Stored data
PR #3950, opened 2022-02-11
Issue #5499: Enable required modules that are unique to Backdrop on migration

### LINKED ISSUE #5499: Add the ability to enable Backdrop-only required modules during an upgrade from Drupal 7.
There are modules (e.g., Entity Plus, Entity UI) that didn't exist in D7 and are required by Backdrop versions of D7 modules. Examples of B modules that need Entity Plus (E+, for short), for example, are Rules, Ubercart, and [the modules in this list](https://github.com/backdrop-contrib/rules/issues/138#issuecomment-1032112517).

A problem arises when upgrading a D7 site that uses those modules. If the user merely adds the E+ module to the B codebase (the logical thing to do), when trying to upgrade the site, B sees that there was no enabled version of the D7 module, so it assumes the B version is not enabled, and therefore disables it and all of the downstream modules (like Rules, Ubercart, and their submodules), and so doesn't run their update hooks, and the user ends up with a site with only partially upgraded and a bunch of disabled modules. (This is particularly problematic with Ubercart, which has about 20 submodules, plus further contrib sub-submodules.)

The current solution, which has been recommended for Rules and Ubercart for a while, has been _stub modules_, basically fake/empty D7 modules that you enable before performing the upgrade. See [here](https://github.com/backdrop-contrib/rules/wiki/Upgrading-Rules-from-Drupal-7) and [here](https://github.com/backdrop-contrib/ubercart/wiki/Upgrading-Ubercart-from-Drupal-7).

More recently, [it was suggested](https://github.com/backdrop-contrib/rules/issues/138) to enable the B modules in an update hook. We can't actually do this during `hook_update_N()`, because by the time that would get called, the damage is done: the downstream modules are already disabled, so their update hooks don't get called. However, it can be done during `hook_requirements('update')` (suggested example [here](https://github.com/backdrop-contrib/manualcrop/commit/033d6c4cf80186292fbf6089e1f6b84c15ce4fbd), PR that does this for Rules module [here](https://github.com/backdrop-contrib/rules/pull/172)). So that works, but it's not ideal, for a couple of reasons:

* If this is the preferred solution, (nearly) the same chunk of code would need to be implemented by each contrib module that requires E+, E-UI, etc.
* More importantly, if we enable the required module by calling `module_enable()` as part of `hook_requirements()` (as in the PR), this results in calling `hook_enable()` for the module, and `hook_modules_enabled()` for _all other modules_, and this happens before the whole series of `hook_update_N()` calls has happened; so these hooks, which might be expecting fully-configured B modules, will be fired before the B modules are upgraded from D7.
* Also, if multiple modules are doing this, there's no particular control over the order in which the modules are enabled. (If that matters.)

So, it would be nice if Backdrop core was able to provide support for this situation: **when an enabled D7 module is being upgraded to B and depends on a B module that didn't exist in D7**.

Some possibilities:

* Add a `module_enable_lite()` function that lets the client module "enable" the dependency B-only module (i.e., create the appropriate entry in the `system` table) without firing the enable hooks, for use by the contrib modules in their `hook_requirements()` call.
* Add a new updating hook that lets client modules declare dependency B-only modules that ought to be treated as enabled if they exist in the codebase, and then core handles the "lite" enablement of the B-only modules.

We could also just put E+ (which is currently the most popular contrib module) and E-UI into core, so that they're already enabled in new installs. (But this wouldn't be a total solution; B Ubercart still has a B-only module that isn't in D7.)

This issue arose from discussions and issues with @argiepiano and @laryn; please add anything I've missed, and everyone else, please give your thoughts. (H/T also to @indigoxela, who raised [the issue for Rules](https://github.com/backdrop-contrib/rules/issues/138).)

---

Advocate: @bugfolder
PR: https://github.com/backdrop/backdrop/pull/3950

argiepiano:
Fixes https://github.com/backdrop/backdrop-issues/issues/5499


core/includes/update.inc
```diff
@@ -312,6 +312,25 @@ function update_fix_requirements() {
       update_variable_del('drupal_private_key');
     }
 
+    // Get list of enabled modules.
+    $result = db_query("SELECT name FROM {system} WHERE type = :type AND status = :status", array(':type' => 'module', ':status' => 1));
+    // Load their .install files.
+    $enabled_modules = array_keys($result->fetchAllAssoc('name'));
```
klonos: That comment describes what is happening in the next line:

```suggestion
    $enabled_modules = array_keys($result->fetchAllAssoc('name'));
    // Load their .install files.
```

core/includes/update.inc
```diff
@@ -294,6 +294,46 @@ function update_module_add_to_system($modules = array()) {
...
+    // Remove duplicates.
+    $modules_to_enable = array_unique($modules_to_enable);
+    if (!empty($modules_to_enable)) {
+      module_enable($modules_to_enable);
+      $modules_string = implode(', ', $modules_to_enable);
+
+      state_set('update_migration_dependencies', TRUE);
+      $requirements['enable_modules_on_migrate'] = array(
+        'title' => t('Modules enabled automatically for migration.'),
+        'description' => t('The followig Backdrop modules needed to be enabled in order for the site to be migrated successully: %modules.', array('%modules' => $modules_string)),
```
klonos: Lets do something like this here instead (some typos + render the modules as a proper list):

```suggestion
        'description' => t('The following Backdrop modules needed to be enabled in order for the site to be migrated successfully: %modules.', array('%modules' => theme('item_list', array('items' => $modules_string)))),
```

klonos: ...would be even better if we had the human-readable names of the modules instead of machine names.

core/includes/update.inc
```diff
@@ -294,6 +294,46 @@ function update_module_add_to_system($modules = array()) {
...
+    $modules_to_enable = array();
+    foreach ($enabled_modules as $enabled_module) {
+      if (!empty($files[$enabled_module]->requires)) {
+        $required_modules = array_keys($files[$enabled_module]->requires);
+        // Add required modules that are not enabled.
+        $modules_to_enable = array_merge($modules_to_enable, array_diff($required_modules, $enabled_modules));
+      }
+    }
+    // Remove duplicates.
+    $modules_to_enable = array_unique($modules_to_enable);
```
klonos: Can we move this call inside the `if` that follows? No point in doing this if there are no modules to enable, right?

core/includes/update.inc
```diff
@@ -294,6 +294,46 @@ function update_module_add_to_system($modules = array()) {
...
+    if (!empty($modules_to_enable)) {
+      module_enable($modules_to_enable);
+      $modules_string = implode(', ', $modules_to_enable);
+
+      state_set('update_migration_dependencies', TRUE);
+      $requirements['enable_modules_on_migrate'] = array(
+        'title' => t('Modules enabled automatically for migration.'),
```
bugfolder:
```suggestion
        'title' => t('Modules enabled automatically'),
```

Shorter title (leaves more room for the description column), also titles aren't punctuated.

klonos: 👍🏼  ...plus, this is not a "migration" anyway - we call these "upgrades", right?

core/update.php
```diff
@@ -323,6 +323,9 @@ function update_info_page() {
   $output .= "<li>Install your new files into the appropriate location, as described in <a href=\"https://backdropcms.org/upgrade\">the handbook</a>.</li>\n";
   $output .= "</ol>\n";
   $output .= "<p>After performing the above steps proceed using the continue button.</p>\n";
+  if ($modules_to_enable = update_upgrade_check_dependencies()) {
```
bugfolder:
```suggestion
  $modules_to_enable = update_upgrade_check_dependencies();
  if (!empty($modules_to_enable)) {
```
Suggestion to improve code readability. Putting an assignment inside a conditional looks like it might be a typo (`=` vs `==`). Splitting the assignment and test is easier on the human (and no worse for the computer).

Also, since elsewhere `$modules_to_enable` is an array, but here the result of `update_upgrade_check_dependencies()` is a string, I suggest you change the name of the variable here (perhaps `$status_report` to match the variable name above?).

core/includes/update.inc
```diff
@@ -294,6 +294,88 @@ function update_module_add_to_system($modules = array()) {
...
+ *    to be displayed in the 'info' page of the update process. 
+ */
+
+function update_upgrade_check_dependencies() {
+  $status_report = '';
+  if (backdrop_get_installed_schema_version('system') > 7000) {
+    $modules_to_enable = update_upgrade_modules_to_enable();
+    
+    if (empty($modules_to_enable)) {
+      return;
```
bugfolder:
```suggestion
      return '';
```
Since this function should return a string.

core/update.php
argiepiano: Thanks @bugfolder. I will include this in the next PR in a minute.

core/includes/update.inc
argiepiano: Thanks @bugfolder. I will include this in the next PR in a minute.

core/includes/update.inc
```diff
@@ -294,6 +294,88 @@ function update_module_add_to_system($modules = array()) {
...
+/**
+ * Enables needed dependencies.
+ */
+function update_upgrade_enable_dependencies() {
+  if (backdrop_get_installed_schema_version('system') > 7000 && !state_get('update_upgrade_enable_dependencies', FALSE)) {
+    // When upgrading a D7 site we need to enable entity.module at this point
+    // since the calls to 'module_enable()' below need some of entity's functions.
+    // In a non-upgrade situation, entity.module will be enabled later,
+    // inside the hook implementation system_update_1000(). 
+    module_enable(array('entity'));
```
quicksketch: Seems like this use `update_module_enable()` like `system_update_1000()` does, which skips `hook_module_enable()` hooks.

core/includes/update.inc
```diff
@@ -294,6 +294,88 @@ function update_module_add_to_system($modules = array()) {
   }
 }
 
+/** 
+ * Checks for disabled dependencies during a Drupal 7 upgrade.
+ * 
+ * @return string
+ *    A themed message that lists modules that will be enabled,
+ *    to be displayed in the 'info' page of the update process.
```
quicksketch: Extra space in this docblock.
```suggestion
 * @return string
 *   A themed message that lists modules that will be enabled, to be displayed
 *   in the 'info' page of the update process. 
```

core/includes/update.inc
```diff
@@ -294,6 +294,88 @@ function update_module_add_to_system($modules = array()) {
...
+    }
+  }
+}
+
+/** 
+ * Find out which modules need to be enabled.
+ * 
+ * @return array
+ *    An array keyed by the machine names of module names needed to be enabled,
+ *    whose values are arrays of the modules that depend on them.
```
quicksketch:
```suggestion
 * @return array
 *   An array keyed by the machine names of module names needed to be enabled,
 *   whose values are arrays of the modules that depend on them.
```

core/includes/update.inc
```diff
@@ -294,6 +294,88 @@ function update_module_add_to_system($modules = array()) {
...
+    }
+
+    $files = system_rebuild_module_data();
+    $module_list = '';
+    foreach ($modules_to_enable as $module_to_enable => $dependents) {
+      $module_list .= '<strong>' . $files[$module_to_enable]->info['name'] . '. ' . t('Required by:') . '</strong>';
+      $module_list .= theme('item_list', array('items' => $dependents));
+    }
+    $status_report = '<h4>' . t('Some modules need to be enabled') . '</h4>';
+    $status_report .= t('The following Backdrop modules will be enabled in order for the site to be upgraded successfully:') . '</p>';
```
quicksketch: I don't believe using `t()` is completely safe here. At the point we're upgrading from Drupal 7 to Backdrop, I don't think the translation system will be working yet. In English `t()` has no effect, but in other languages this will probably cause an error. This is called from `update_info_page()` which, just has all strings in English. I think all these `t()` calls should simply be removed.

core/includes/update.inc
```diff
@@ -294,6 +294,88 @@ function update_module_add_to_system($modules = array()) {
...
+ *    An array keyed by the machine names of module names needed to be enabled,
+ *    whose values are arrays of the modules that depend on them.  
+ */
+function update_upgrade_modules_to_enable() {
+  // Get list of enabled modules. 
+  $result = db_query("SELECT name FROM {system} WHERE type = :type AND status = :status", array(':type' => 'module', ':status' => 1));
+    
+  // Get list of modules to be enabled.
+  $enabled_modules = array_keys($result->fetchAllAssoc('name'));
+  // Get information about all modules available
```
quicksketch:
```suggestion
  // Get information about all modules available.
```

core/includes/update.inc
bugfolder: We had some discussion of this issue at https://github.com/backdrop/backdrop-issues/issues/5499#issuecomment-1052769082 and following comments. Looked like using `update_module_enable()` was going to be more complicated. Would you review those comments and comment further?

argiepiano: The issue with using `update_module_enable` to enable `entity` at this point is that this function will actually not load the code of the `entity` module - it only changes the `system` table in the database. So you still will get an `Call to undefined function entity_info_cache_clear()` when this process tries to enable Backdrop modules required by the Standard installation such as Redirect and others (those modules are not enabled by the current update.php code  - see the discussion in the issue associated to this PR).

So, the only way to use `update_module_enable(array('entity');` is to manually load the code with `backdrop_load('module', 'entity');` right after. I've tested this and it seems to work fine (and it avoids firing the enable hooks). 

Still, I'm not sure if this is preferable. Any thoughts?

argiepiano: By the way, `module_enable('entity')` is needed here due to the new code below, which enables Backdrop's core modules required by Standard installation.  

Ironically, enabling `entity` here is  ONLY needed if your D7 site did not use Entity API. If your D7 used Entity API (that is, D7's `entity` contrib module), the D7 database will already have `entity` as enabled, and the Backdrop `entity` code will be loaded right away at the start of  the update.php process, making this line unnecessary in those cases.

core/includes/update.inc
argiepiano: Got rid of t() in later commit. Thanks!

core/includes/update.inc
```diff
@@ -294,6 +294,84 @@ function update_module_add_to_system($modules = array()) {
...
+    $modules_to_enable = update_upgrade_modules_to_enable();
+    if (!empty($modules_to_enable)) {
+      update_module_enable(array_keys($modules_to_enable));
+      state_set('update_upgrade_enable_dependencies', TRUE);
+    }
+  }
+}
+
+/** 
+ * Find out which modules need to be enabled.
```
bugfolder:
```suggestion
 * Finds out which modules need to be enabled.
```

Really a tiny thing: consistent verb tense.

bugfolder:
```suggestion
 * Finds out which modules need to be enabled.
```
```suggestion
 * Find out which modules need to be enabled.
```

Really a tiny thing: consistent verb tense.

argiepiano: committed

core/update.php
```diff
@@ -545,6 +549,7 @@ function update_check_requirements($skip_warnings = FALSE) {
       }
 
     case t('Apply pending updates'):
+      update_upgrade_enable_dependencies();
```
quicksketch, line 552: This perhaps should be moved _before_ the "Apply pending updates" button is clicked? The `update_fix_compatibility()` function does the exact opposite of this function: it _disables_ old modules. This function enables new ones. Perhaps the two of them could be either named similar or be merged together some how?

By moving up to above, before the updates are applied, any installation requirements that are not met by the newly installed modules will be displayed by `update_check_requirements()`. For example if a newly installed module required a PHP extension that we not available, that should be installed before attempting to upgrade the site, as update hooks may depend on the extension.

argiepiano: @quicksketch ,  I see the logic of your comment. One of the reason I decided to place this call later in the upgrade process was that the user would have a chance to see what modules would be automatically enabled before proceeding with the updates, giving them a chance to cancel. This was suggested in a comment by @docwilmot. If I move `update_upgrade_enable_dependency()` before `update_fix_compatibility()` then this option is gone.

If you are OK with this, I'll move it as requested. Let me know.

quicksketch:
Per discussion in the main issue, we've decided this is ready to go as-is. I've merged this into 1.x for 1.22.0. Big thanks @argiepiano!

---

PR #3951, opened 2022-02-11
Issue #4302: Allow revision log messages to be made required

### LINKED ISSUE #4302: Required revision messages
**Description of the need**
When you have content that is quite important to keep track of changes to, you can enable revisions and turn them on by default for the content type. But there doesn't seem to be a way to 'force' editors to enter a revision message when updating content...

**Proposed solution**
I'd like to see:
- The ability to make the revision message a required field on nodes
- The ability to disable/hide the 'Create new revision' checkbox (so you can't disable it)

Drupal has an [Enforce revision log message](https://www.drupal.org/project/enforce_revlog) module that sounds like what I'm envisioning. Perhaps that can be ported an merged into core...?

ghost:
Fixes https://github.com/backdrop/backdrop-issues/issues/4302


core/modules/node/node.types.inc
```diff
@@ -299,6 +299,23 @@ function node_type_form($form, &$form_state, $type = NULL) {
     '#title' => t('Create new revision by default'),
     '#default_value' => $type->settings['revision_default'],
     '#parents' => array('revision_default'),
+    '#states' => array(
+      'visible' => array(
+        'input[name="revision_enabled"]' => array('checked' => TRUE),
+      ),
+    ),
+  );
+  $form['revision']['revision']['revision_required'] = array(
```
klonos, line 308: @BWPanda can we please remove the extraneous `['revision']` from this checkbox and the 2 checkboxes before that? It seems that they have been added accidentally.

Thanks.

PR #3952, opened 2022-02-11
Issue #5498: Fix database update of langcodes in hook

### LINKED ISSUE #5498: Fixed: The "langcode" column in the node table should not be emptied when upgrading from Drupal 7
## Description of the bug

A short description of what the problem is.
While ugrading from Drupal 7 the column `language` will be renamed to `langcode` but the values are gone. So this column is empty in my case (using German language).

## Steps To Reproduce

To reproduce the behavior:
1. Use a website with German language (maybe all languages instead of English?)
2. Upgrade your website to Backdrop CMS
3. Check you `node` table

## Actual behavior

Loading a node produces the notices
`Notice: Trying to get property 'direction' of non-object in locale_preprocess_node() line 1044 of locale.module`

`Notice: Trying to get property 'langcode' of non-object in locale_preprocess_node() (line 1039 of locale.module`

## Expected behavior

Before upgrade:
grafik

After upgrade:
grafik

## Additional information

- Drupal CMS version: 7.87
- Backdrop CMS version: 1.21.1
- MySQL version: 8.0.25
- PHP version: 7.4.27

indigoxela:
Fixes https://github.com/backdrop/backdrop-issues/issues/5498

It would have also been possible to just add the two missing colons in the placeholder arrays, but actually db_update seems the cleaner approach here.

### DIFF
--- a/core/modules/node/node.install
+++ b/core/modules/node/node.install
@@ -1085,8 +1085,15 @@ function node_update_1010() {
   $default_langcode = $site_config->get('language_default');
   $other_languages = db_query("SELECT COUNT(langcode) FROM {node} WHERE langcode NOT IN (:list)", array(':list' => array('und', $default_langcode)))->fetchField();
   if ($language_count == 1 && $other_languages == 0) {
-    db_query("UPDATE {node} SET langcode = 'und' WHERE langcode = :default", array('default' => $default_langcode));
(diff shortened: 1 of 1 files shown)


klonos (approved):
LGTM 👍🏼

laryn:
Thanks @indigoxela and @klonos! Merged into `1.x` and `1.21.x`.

_What to work on:_ Where does the word "firing" appear in the records? Copy every line that holds it.

_Solved problem:_
* Add a `module_enable_lite()` function that lets the client module "enable" the dependency B-only module (i.e., create the appropriate entry in the `system` table) without firing the enable hooks, for use by the contrib modules in their `hook_requirements()` call.
So, the only way to use `update_module_enable(array('entity');` is to manually load the code with `backdrop_load('module', 'entity');` right after. I've tested this and it seems to work fine (and it avoids firing the enable hooks). 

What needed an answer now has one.